Technologies

Dr. Graham Moran and collaborators have shown that 2-(2-nitro-4-trifluoromethylbenzoyl)-1,3- cyclohexanedione (NTBC) decreases pigment production in the bacterium B. cenocepacia and aids in phagolysosomal fusion in macrophages infected with this bacteria in vitro.

The researchers have shown that treatment of a pigmented strain of Pseudomonas aeruginosa with NTBC decreases the resistance of both planktonic cells and biofilms to oxidative stress. In preliminary data, NTBC administration also prevented death in mice infected with Pseudomonas aeruginosa versus untreated mice. These results further support the potential use of NTBC in the treatment of microbial infections. Originally developed for herbicide use, NTBC is approved by the FDA for the treatment of specific rare inherited metabolic defects. The mechanism of action is based on the inhibition of an enzyme known as 4-hydroxyphenylpyruvate dioxygenase (HPPD).

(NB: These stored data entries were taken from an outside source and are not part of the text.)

PR #152, opened 2023-04-03
docker: fix make docker-test and docker-test-html targets

jnikula:
Switching to src/ hierarchy broke the docker-test and docker-test-html targets, as the old docker setup specifically used the hawkmoth package from the source, using a mount, and the main point of the src/ hierarchy was to make this difficult.

Instead, archive the source and expand it in the container, using the same editable build method. It's not perfect, but it works.

### DIFF
--- a/docker/Makefile.local
+++ b/docker/Makefile.local
@@ -1,29 +1,35 @@
 # -*- makefile -*-
-# Copyright (c) 2021, Jani Nikula <jani@nikula.org>
+# Copyright (c) 2021-2023, Jani Nikula <jani@nikula.org>
 # Licensed under the terms of BSD 2-Clause, see LICENSE for details.
 
 docker_dir := docker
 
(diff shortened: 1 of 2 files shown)


BrunoMSantos:
I confess I've used this maybe once to see that it worked and never again. If I remember correctly this was added due to some distros packaging an old version of Clang. Am I remembering it wrong? I assume it's still needed.

Anyway, code wise, looks good to me :+1:

jnikula:
> I confess I've used this maybe once to see that it worked and never again. If I remember correctly this was added due to some distros packaging an old version of Clang. Am I remembering it wrong? I assume it's still needed.

I don't really use it, but doesn't seem too much trouble to keep it working, in case a need arises.

The other docker images that I upload to docker hub I've pretty much decided to discontinue. Doesn't look like anyone's really using them. I think I'll just stop and see if someone ever complains.

> Anyway, code wise, looks good to me +1

Thanks, merged!

PR #153, opened 2023-04-21
test: add our own src/ directory to the search path

BrunoMSantos:
So I _finally_ got around to try and package the newest version for Arch and discovered I couldn't run the tests with a simple `make test`.

No idea just yet if this will break the CI. Not sure why / how it's running in CI either, though I confess I haven't looked too hard into it. Either way, I am positive that `make test` was trying to run my old system installation of hawkmoth and this fixes it for me.

Not so related, and not sure if you had already commented on that, but `sphinx-testing` is now properly deprecated. I'm currently running an unmaintained version. We're probably on borrowed time here and we'll have to convert to the built in `sphinx.testing` soon :/

### DIFF
--- a/test/__init__.py
+++ b/test/__init__.py
@@ -2,6 +2,11 @@
 # Licensed under the terms of BSD 2-Clause, see LICENSE for details.
 
 import pytest
+import os
+import sys
+
+# Use 'our' version of the module.
+sys.path.insert(0, os.path.abspath('src'))
 
 # Enable introspection on assertions in testenv
 pytest.register_assert_rewrite('test.testenv')


BrunoMSantos:
Hmm, I thought that was meant to be covered by CI but that we would still support an easy and quick way of testing without it locally. Though I guess this would have to be done differently even then.

To tell the truth, I stay away from venvs as much as possible. But I guess it's easy enough to carry around a workaround on my side for now so I'll do that.

> Meh. I've looked at it several times, and it's not a simple conversion.

Yup, got the same impression :/

PR #156, opened 2023-05-24
RFC: Cache filename

jnikula:
Only tested locally, no documentation, but thoughts?

### DIFF
--- a/src/hawkmoth/__init__.py
+++ b/src/hawkmoth/__init__.py
@@ -161,6 +161,12 @@ class _AutoSymbolDirective(_AutoBaseDirective):
     def _get_filenames(self):
         filename = self.options.get('file')
 
+        # Cache filename across directives in rst document
+        if filename:
+            self.env.temp_data['hawkmoth_current_file'] = filename
+        else:
+            filename = self.env.temp_data.get('hawkmoth_current_file')
+
         # Note: For the time being the file option is mandatory (sic).
         if not filename:
             self.logger.warning(':file: option missing.',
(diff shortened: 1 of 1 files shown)


src/hawkmoth/__init__.py
```diff
@@ -161,6 +161,12 @@ class _AutoSymbolDirective(_AutoBaseDirective):
     def _get_filenames(self):
         filename = self.options.get('file')
 
+        # Cache filename across directives in rst document
+        if filename:
+            self.env.temp_data['hawkmoth_current_file'] = filename
+        else:
+            filename = self.env.temp_data.get('hawkmoth_current_file')
```
BrunoMSantos, line 168: Right, so having looked into this I stand by my comment in #157: I don't like the idea of stateful directives too much, but I've also reconsidered things a bit. I would still personally vote this particular implementation down in favour of having a specialized directive to select a file.

Not only that would be much more explicit, we could later combine it with full lookup / cache as a way of speeding things up by limiting the search to a (set of) directory --- i.e.: `.. autoresolve:: some/dir`. And in that case, adding the new directive with support for a single file only could be done without implying future API changes.

Thoughts?

jnikula: > Right, so having looked into this I stand by my comment in https://github.com/jnikula/hawkmoth/issues/157: I don't like the idea of stateful directives too much. But I've also reconsidered things a bit, even if I would still personally vote this particular implementation down in favour of having a specialized directive to select a file.

Agreed. If there are going to be stateful directives, they should be explicit rather than implicit like this.

jnikula:
Superseded by #168

PR #158, opened 2023-06-30
build: add distclean target

jnikula:
'make clean' removes the editable install. Separate the removal of the build artefacts to 'make distclean'.


BrunoMSantos:
Fine by me!

PR #161, opened 2023-07-01
Autotext v2

jnikula:
I'm still pursuing #138. This improves and expands documentation and examples, and emphasizes that the "reference names" do not automatically become hyperlink targets.

### DIFF
--- a/doc/directives.rst
+++ b/doc/directives.rst
@@ -203,3 +203,50 @@ The directives support all the same directive options as :rst:dir:`c:autodoc`,
       .. c:autoenum:: example_enum
          :file: example_file.c
          :members: CONSTANT_ONE, CONSTANT_TWO
+
+Generic Documentation Comments
+------------------------------
+
+.. rst:directive:: .. c:autotext:: name
+.. rst:directive:: .. cpp:autotext:: name
+
+   Incorporate the text documentation comment identified by ``name`` in the file
+   ``file``. The ``file`` option is as in :rst:dir:`c:autovar`.
+
+   The ``name`` is derived from the first sentence of the comment, and may
+   contain whitespace. It starts from the first alphanumeric character,
+   inclusive, and extends to the next ``:``, ``.``, or newline, non-inclusive.
+
+   For example:
+
+   .. code-block:: c
+
+      /**
+       * This is the reference. This is not. It all becomes
+       * the documentation comment.
+       */
+
+   .. code-block:: rst
+
+      .. c:autotext:: This is the reference
+	 :file: example_file.c
+
+   Note that the above does not automatically create hyperlink targets that you
+   could reference from reStructuredText. However, reStructuredText hyperlink
+   targets work nicely as the reference name for the directive:
+
+   .. code-block:: c
+
+      /**
+       * .. _This is the reference:
+       *
+       * The actual documentation comment.
+       *
+       * You can use :ref:`This is the reference` to reference
+       * this comment in reStructuredText.
+       */
+
+   .. code-block:: rst
+
+      .. c:autotext:: This is the reference
+	 :file: example_file.c
--- a/doc/examples.rst
+++ b/doc/examples.rst
@@ -312,6 +312,31 @@ Output
    :members:
 
 
+Generic Documentation Comments
+------------------------------
+
+Source
+~~~~~~
+
+.. literalinclude:: ../test/examples/autotext.c
+   :language: C
+   :caption: autotext.c
+
+Directive
+~~~~~~~~~
+
+.. code-block:: rest
+
+   .. c:autotext:: Hyperlink Target
+      :file: autotext.c
+
+Output
+~~~~~~
+
+.. c:autotext:: Hyperlink Target
+   :file: autotext.c
+
+
 Preprocessor
 ------------
 
--- a/src/hawkmoth/__init__.py
+++ b/src/hawkmoth/__init__.py
@@ -191,6 +191,12 @@ class _AutoCompoundDirective(_AutoSymbolDirective):
 class CAutoDocDirective(_AutoDocDirective):
     _domain = 'c'
 
+class CAutoTextDirective(_AutoSymbolDirective):
+    # Allow spaces in the directive argument (the name)
+    final_argument_whitespace = True
+    _domain = 'c'
+    _docstring_types = [docstring.TextDocstring]
+
 class CAutoVarDirective(_AutoSymbolDirective):
     _domain = 'c'
     _docstring_types = [docstring.VarDocstring]
@@ -221,6 +227,12 @@ class CAutoEnumDirective(_AutoCompoundDirective):
 
 class CppAutoDocDirective(_AutoDocDirective):
     _domain = 'cpp'
+
+class CppAutoTextDirective(_AutoSymbolDirective):
+    # Allow spaces in the directive argument (the name)
+    final_argument_whitespace = True
+    _domain = 'cpp'
+    _docstring_types = [docstring.TextDocstring]
 
 class CppAutoVarDirective(_AutoSymbolDirective):
     _domain = 'cpp'
@@ -283,6 +295,7 @@ def setup(app):
     app.add_config_value('hawkmoth_transform_default', None, 'env', [str])
 
     app.add_directive_to_domain('c', 'autodoc', CAutoDocDirective)
+    app.add_directive_to_domain('c', 'autotext', CAutoTextDirective)
     app.add_directive_to_domain('c', 'autovar', CAutoVarDirective)
     app.add_directive_to_domain('c', 'autotype', CAutoTypeDirective)
     app.add_directive_to_domain('c', 'autostruct', CAutoStructDirective)
@@ -292,6 +305,7 @@ def setup(app):
     app.add_directive_to_domain('c', 'autofunction', CAutoFunctionDirective)
 
     app.add_directive_to_domain('cpp', 'autodoc', CppAutoDocDirective)
+    app.add_directive_to_domain('cpp', 'autotext', CppAutoTextDirective)
     app.add_directive_to_domain('cpp', 'autovar', CppAutoVarDirective)
     app.add_directive_to_domain('cpp', 'autotype', CppAutoTypeDirective)
     app.add_directive_to_domain('cpp', 'autostruct', CppAutoStructDirective)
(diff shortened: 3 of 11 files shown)


BrunoMSantos:
So, on this one, I see no big issue with implementation apart from the CI issue, which I only looked into briefly, but it seems you're already working on it.

But I keep thinking it's not nicely symmetrical with the Python autodoc and I'd like to throw a few ideas around, see what you think.

-->8--

So in Python's autodoc, there's `automodule` which only captures the 1st 'top level' docstring, other ones are impossible to extract as far as I can remember. That's fine for Python as that would not comply with its documentation guidelines. I do _not_ think we want to be so restrictive in C, but I mention it for context.

Python's `automodule` only exposes the module ('top level') docstring by default unless the `:members:` option is used.

I would like to see our `autodoc` be more like `automodule` in that it omits members by default, but that still leaves us to deal with multiple top level comments. And, presuming that there is an actual use case for selecting them individually, that's where I lack any better idea and where `autodoc` might start being a bit overloaded if we extend it any further.

Could there be a clean enough way of using `autodoc` for this purpose too somehow, without creating a new directive? If so, I would really have 0 reservations about it.

If not, then I can live with this as an alternative too.

jnikula:
> So, on this one, I see no big issue with implementation apart from the CI issue, which I only looked into briefly, but it seems you're already working on it.

This was a silly one, conflicting `example-priority: 80` and it lead to different sort order between them on different machines.

jnikula:
I think there's a use case for selecting multiple generic documentation comments individually. For example, you have different "sets" of functions in a file, and you want to describe those sets at the high level using generic comments. So agreed, we shouldn't restrict to just one.

I think it would be *possible* to reuse `c:autodoc` for this by introducing the `:members:` option. For structs etc. it's a comma-separated list, so could be one here too:

```
.. c:autodoc: file.c
   :members: a generic comment, another
```

However, adding `:members:` either makes it inconsistent with `automodule` when no `:members:` is included, or we have to break compatibility. I don't like either.

Another option is to introduce `c:automodule` with semantics closer to the Python domain directive, especially wrt `:members:`. But are generic comments "members"...?

Additionally, I'm working on making the `:file:` option actually optional for all the other directives. With that, including generic documentation comments becomes the odd one out if you need to use `c:autodoc` (or `c:automodule`) with the filename as argument for them. With a completely new directive such as `c:autotext` (and I'm open to other names!) we could drop the `:file:` the same way as for other directives.

BrunoMSantos:
> However, adding `:members:` either makes it inconsistent with `automodule` when no `:members:` is included, or we have to break compatibility. I don't like either.

On that specific topic, I would actually like to break compatibility as I'm sure I have mentioned before. I do think the behaviour should change when no `:members:` is present for better consistency.

> Another option is to introduce `c:automodule` with semantics closer to the Python domain directive, especially wrt `:members:`.

Note we did consider and I recall you were in agreement with renaming autodoc to automodule, but I eventually backed down from that or put it on hold at least as C++20 has 'modules' (which I don't know much about yet) which could lead to possible confusions.

> But are generic comments "members"...?

Yeah, that's the big question. Though you raise another interesting point further down.

For the record, when I referred to presuming the existence of a use case, I meant specifically the cherry picking of top level comments and not whether there could be more than one. I personally would be very happy with no cherry picking at all. E.g.:

```c
/** Foo. */

/** Fooer.*/
void fooer(void);

/** Bar. */

/** Barer.*/
void barer(void);
```

With `.. autodoc:: file.c` (no `:members:`), would always yield:

```rst
Foo.

Bar.
```

And although I admit others may see it differently, I also have a not so slight suspicion that such a desire would stem from wanting to shoehorn hawkmoth into a Doxygen environment as a somewhat easier way around the `@ingroup`. Not that it removes the urgency of having such a feature, but it does make me a bit sadder :laughing:

> Additionally, I'm working on making the `:file:` option actually optional for all the other directives. With that, including generic documentation comments becomes the odd one out if you need to use `c:autodoc` (or `c:automodule`) with the filename as argument for them. With a completely new directive such as `c:autotext` (and I'm open to other names!) we could drop the `:file:` the same way as for other directives.

That's true, unless `autodoc` would somehow be plastic enough to take a file or a comment ref, which was in part what I mentioned by excessive overloading of the directive.

-->8--

Anyway, I think I exhausted all I can say on the matter. I'm willing to concede that the best cherry picking option might well be this one. As for the directive name... dunno. Can't say I like having two very generic autodoc and autotext side by side. I also have no strong suggestions though.

Maybe `autoblock`? Particularly if we could implement a `:members:` option that would capture anything below it _until_ the next top level comment. That might even be a better `@ingroup` look alike actually. Haven't thought it through.

jnikula:
At the moment my order of preference is:

1. add dedicated `c:autotext` (or similar) directives
2. add `c:automodule` with `:members:` support
3. amend `c:autodoc` with `:members:`

jnikula:
> For the record, when I referred to presuming the existence of a use case, I meant specifically the cherry picking of top level comments and not whether there could be more than one. I personally would be very happy with no cherry picking at all. E.g.:
> 
> ```c
> /** Foo. */
> 
> /** Fooer.*/
> void fooer(void);
> 
> /** Bar. */
> 
> /** Barer.*/
> void barer(void);
> ```
> 
> With `.. autodoc:: file.c` (no `:members:`), would always yield:
> 
> ```
> Foo.
> 
> Bar.
> ```
> 
> And although I admit others may see it differently, I also have a not so slight suspicion that such a desire would stem from wanting to shoehorn hawkmoth into a Doxygen environment as a somewhat easier way around the `@ingroup`. Not that it removes the urgency of having such a feature, but it does make me a bit sadder 😆

I was going to switch off the computer by now, but one more reply. Just one, I promise! :)

I believe the order of stuff you have in a C source file is rarely the order in which you want to document them. That's possibly the biggest limitation in `c:autodoc`, even more so than not having fine grained control over the contents. And if you have someone willing to write documentation, you shouldn't force them to try to reorder the C source to make it nice. This is why I also think the generic documentation comments are unlikely to be placed in a way that is automatically natural for the documentation.

So with `c:autodoc` or `c:automodule`, you might also need to add them multiple times to cherry-pick the right comments in the right places in the documentation, and that doesn't really feel nice either.

To be continued... :)

BrunoMSantos:
> I believe the order of stuff you have in a C source file is rarely the order in which you want to document them.

Eheh spicy! I agree, and that would fall into the shoehorning category in my book :stuck_out_tongue:

Anyway, I get that we are pre-empting the need for adaptations to existing code bases as much as fixing an asymmetry in the current API. However unnecessary it might seem to me personally.

I would be interested in what you think of the autoblock idea. Other than that, I agree option 1 is the best form of cherry picking on the table right now.

jnikula:
> > I believe the order of stuff you have in a C source file is rarely the order in which you want to document them.
> 
> Eheh spicy! I agree, and that would fall into the shoehorning category in my book 😛

Heh, it was not intended to be spicy, just an observation of reality. Including people having strong opinions about both how to organize C source, and how to document it, and them conflicting badly! :smile: 

> 
> Anyway, I get that we are pre-empting the need for adaptations to existing code bases as much as fixing an asymmetry in the current API. However unnecessary it might seem to me personally.
> 
> I would be interested in what you think of the autoblock idea. Other than that, I agree option 1 is the best form of cherry picking on the table right now.

The downside with "block" is that my first thought was it was a verb "to block" something. Autotext, autosection, autochapter, ...?

BrunoMSantos:
> The downside with "block" is that my first thought was it was a verb "to block" something. Autotext, autosection, autochapter, ...?

I meant the idea of having a `:members:` option and including everything until but not including the next top level comment in its scope.

As for the name, in that scenario, 'text' would not the best option and 'block' (as a name) was the 1st thing to come to mind, but 'section' or 'chapter' sound equally decent to me too.

jnikula:
> I meant the idea of having a `:members:` option and including everything until but not including the next top level comment in its scope.

Whoops, I think you lost me at some point. Are we still talking about adding `:members:` to `c:autodoc` or something else?

BrunoMSantos:
So, let me use an example perhaps. And bear in mind this wouldn't have to happen in this series anyway!

```c
/** Foo. */

/** Fooer.*/
void fooer(void);

/** Bar. */

/** Barer.*/
void barer(void);
```

Then we'd have:

```rst
.. s/block/whatever/
.. autoblock:: Foo
```

Expanding to:

```rst
Foo.
```

And

```rst
.. autoblock:: Foo
   :members:
```

Expanding to:

```rst
Foo.

.. c:function:: void fooer(void)

   Fooer.
```

And so on. Hope that makes it clear. Basically, create a sort of `automodule` in the way I was hoping for, but one that works with a block / section that is bounded by two top level comments.

jnikula:
> So, let me use an example perhaps. And bear in mind this wouldn't have to happen in this series anyway!

Thanks, now I get it. So it would be a way to group stuff, somewhere between `c:autodoc`/`c:automodule` and individual symbols.

And I believe the connection to this series is that `c:autoblock` without `:members:` would yield the same result as `c:autotext`?

If I got that right, the question becomes, what directive naming would make sense for _this_ series such that adding the `:members:` functionality _later_ still makes sense.

Or do we care that if this was two separate directives?

BrunoMSantos:
Yup, I think you got my meaning ;)

> If I got that right, the question becomes, what directive naming would make sense for this series such that adding the :members: functionality later still makes sense.

That would be my only concern assuming you see this as a valid end goal. And yes, I'd much prefer a single directive.

The only API we might want / need to break in the future would be how to identify the relevant top level comment, but I agree with your tradeoff so far.

jnikula:
> That would be my only concern assuming you see this as a valid end goal. And yes, I'd much prefer a single directive.

I think it's valid enough to take it into account now if we can, even if I'm not ready to implement it now.

That said, I don't think it'll much alleviate the folks who want Doxygen `@group`.

> The only API we might want / need to break in the future would be how to identify the relevant top level comment, but I agree with your tradeoff so far.

Thanks.

Now it's just a small matter of figuring out the name for the directive. The "NP" in "NP complete" stands for "Naming Problem", right?

jnikula:
I think I might like `c:autosection` because it conveniently matches both ideas. A section of documentation, extracted from a documentation comment, or a section of documented symbols in source.

BrunoMSantos:
Yeah, autosection sounds good to me too. +1

jnikula:
Autosection in #164

Abdalla123i:
Can we make one for me Android!

PR #163, opened 2023-07-02
Process docstring naming

jnikula:
Move towards "process docstring" naming instead of "transform", folloing the hawkmoth-process-docstring. No functional changes.


BrunoMSantos:
Looks good too. Sorry for taking a bit longer to get to this one.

Many infectious bacteria and fungi alter their metabolism in response to the elevated temperature of their host. One way in which some of these pathogens act is through the HPPD pathway. They produce a pigment known as pyomelanin, which is made directly from a product of the HPPD reaction. It is thought that pathogenic bacteria and fungi use pyomelanin and other melanins to suppress the efficiency of the host’s initial immune response. Thus, inhibition of these pigments may aid in fighting infection.

Microbial infections can either be superficial (affecting skin, nails, hair, and mucous membranes) or systemic (entering the bloodstream and affecting internal organs or the nervous system). Systemic infections can be caused by an invasive organism common to a specific geographic area or an opportunistic organism that attacks those with a weakened immune system. Some people who are at a greater risk for systemic infections include cancer patients, cystic fibrosis patients, AIDS patients, diabetes patients, those taking corticosteroids, and organ transplant patients. Bacterial infections have become increasingly problematic due to multiple drug resistant strains.
Dr. Graham Moran is an Associate Professor in the Department of Chemistry and Biochemistry at the University of Wisconsin-Milwaukee. He obtained his Ph.D. in 1996 in Protein Chemistry from the University of Michigan and conducted postdoctoral work at Texas A&M University. In 2008 Dr. Moran received a UWM Research Foundation Catalyst Grant sponsored by the Lynde and Harry Bradley Foundation for his work on novel treatments for fungal infections.